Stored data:
________________________
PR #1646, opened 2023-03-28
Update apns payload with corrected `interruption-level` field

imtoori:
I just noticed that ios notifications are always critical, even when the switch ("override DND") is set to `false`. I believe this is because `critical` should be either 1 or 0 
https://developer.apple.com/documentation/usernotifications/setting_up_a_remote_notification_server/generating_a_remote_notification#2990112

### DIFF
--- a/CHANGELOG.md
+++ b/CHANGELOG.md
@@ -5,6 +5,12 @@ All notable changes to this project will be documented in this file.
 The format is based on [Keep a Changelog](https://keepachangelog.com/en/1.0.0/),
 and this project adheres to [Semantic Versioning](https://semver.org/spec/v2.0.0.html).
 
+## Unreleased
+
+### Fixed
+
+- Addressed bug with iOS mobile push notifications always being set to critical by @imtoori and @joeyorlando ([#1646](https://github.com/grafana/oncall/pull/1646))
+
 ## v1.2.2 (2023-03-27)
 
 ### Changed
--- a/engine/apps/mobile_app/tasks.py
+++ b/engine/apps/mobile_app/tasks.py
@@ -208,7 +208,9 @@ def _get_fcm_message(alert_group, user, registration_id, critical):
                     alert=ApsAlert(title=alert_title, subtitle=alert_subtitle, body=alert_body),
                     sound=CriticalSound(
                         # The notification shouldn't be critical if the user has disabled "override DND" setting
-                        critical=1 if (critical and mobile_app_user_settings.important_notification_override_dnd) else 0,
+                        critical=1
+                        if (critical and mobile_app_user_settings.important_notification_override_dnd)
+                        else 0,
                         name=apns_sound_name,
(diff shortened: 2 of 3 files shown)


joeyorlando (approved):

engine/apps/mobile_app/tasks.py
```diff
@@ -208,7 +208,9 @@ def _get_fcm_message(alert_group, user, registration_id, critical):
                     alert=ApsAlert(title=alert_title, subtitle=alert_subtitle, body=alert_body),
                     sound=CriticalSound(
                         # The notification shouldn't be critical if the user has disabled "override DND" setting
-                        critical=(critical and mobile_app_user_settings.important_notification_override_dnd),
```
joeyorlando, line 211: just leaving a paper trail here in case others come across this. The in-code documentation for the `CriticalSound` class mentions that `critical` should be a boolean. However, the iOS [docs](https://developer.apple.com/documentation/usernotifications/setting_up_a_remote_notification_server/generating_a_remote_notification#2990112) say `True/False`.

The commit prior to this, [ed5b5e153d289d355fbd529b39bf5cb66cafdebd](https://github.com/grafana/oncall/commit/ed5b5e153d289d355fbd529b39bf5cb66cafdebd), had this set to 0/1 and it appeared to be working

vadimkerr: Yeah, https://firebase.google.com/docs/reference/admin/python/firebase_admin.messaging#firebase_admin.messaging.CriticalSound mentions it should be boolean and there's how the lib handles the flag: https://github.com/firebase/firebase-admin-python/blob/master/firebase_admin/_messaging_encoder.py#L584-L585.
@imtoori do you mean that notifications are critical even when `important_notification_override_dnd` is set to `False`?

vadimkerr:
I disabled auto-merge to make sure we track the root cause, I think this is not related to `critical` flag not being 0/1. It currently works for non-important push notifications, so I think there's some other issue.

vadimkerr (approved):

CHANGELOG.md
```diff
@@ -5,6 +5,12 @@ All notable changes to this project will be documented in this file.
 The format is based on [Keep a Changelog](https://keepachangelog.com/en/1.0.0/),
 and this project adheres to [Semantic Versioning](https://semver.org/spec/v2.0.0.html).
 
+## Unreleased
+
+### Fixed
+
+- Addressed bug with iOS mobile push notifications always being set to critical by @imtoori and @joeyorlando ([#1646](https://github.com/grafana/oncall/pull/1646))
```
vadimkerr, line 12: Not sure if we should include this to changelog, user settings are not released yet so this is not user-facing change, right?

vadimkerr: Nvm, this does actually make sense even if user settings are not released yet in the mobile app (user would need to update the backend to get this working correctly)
________________________
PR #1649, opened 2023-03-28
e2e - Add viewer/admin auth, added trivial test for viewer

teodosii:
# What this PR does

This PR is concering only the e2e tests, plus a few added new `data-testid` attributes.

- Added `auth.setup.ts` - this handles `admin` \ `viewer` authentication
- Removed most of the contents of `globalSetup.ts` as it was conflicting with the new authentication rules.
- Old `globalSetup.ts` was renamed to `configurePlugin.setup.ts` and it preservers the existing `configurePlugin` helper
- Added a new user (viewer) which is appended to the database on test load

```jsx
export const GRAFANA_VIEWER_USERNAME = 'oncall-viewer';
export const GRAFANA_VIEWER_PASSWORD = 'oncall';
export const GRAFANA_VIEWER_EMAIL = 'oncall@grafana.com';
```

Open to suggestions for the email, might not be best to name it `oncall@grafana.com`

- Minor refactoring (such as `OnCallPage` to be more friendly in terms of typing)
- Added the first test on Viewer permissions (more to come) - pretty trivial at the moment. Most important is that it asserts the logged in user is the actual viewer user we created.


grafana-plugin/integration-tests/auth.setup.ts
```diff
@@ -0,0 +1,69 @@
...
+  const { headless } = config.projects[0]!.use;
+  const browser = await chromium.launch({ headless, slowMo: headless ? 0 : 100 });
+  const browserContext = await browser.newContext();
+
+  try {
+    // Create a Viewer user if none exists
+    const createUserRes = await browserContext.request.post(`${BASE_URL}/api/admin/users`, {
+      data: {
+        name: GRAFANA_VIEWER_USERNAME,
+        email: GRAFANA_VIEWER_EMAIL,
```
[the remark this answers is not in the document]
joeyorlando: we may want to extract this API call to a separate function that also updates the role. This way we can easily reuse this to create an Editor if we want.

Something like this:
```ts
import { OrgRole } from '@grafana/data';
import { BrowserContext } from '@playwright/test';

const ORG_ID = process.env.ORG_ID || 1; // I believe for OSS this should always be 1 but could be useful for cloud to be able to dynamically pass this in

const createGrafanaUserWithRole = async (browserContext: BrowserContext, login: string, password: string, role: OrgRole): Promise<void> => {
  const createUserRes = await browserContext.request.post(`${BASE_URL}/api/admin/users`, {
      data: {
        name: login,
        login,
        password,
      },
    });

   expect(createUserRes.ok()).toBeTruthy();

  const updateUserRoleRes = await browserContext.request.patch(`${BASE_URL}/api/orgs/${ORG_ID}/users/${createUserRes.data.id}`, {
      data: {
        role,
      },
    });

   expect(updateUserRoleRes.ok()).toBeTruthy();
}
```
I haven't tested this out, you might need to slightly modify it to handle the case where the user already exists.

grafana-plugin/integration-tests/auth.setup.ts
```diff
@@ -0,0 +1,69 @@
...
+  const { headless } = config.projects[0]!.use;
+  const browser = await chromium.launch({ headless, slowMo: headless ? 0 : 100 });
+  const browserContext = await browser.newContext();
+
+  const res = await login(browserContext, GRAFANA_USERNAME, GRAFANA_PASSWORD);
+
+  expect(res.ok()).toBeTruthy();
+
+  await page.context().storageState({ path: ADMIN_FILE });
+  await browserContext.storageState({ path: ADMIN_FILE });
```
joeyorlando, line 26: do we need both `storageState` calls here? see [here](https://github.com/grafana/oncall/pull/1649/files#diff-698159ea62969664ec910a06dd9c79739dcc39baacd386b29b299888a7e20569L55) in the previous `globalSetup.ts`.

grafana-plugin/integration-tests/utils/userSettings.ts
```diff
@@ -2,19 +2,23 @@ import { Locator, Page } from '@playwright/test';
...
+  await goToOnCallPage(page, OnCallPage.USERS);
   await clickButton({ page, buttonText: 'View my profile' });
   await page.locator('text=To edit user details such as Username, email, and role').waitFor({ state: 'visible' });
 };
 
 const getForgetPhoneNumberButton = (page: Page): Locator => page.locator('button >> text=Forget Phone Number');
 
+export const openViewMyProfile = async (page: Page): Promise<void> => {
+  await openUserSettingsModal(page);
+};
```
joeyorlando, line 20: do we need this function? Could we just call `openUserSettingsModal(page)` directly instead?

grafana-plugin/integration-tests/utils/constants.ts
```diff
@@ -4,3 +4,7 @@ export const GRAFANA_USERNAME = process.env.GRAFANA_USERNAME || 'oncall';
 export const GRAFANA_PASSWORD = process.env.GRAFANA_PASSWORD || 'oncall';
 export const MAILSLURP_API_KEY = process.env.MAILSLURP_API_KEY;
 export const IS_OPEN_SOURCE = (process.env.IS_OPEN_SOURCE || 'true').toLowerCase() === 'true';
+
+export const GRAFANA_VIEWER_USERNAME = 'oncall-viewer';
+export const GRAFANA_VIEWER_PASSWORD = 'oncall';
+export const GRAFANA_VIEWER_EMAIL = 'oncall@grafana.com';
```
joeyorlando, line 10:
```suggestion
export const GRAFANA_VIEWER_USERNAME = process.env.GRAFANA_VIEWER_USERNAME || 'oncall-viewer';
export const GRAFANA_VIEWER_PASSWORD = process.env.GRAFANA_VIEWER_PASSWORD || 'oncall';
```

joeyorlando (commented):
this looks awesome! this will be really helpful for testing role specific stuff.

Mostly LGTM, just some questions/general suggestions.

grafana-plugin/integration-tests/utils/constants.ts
________________________
What to produce:
Only the lines that hold the word "else" are wanted; each should be pulled from the records.

Answer section:
-                        critical=1 if (critical and mobile_app_user_settings.important_notification_override_dnd) else 0,
+                        else 0,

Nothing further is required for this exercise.